# Why is my yoghurt so runny?



## tatumhills (Feb 8, 2014)

I have been trying to make yoghurt with my goat's milk but it just won't thicken. What's the secret? Thanks!

www.tatumhills.weebly.com 
www.facebook.com/tatumhillsfarm
One Saanen and her beautiful baby boy!


----------



## GoatieGranny (Jul 26, 2013)

Ours is pretty runny, too. I've read that it's normal. It took me awhile to get used to it after eating Dannon's Fruit on the Bottom for years. LOL. What I did to help us transition over to "real" yogurt was to think of it as a smoothie instead of yogurt. We put it in the blender with berries and bananas and called it a fruit smoothie. Delicious. Drink up!


----------



## dreamacresfarm2 (May 10, 2014)

mine was too so I cooked it 5-10 minutes more on the stove - much better


----------



## lovinglife (Jun 6, 2013)

You can strain it, heard that helps, have yet to try it. Some use gelatin to thicken it, I may have to try that sometime.


----------



## top_goat (Sep 16, 2014)

Some people add a bit of powdered milk to thicken theirs. We strain ours. WOW! It produces a thick, creamy yogurt along the lines of Greek yogurt. 

We simply put a collander on (not all the way in) a bowl, line it with a coffee filter, and add the thinner yogurt. If you have A/C, you can do this process on the counter top. Otherwise I'd suggest making room in the refrigerator. It takes awhile for all the whey to drain thru (Multiple colaners/bowls speeds up the job).

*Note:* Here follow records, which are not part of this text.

PR #327, opened 2020-12-01
Fix EqualTo analyzer when arguments have both IEnumerable and IEquatable

### LINKED ISSUE #322: NUnit2021 false positive for IEquatable<T>
NUnit2021 fires when different types `T1` and `T2` are compared, but `T1` implements `IEquatable<T2>`:

```csharp
using Microsoft.Extensions.Primitives;
using NUnit.Framework;

namespace UnitTests
{
    public class Tests
    {
        [Test]
        public void Test1()
        {
            var stringValues = new StringValues("abc");
            Assert.That(stringValues, Is.EqualTo("abc")); // <-- NUnit2021 fires here. Test passes ✅.
        }
    }
}
```

Dreamescaper:
Fixes #322.

We already support IEquatables, but interesting case here is that `string` implements `IEnumerable<char>`, and `StringValues` implements `IEnumerable<string>`.
So IEnumerable path took precedence before, we returned `false` based on that.

### DIFF
--- a/src/nunit.analyzers.tests/EqualToIncompatibleTypes/EqualToIncompatibleTypesAnalyzerTests.cs
+++ b/src/nunit.analyzers.tests/EqualToIncompatibleTypes/EqualToIncompatibleTypesAnalyzerTests.cs
@@ -649,6 +649,34 @@ using System.Collections.Generic;");
         }
 
         [Test]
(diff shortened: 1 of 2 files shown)


manfred-brands (approved):
Subtle change. Nice find.

mikkelbu (approved):
LGTM. Thanks for fixing this @Dreamescaper 👍 .

PR #334, opened 2021-01-12
Suppress "Possible Null" from a return value of Assert.Throws

### LINKED ISSUE #333: Add nullable suppression for Assert.Throws
`Assert.Throws` is declared to return `Exception?`. It will return `null` if no exception is thrown. This is only relevant when run inside an `Assert.Multiple` call.
To prevent developers having to check for `null` in the trivial cases, add a suppression rule if no `Assert.Multiple` is detected.

manfred-brands:
Fixes #333 

Suppress CS86xx for return values from Assert.Throw, except if run inside an Assert.Multiple


mikkelbu (approved):
LGTM and I like how only few change were needed to also handle the new cases 👍. I think we at some point should refactor `DereferencePossiblyNullReferenceSuppressor.ReportSuppressions`, as it is becoming somewhat long and nested, but I think this can wait for another day. 

I'm happy to merge this now if you are.

manfred-brands:
@mikkelbu I added a commit which refactors the code a little. Keeping it as two commits allow separating the refactoring with the addition of the new functionality. If you are happy, I'm ok to merge.

mikkelbu (approved):
@manfred-brands I think the refactoring is a good improvement. I'll be merging the PR now. Thanks for the contribution 👍 .

PR #337, opened 2021-01-14
Check for custom equality comparer in SomeItemsIncompatibleTypesAnalyzer

### LINKED ISSUE #332: NUnit2026 shouldn't fire when CustomEqualityComparer is used
The assertion below raises NUnit2026 `The 'Does.Contain' constraint cannot be used with actual argument of type 'string[]' and expected argument of type 'int'`, but there is no problem as we supply a custom comparer function. So if a custom comparer function is supplied to the constraint then we must not raise NUnit2026.

```csharp
[Test]
public void TestA()
{
    var actual = new[] { "1", "2", "3" };
    Func<string, int, bool> func = (a, b) => true;
    #pragma warning disable NUnit2026 // Wrong actual type used with the SomeItemsConstraint with EqualConstraint
    Assert.That(actual, Does.Contain(1).Using(func));
    #pragma warning restore NUnit2026 // Wrong actual type used with the SomeItemsConstraint with EqualConstraint
}
```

You'll know when it's "greeked" because you can roll the filter away from the sides (sort of like in baking). Transfer the finished yogurt to a clean container for storage. Then you can use the whey for other projects (I've used it in soap making) or feed it to the chickens or dogs or whatever.


----------



## ksalvagno (Oct 6, 2009)

Cheese cloth can be used to drain away whey as well.


----------



## tatumhills (Feb 8, 2014)

Thank you. I have been using it for smoothies and it is delicious but sometimes I'd like to use a spoon rather than drink it 
I have also tried adding pectin but doesn't help much.
As for straining it, mine is so funny I'm not sure I can. 
What do you mean cooking it more? I'm interested in that  my process is: pasteurize the milk, let it cool to 40C then add the culture. Leave in the yoghurt maker overnight.
When do I cook it more and what temp? Thanks!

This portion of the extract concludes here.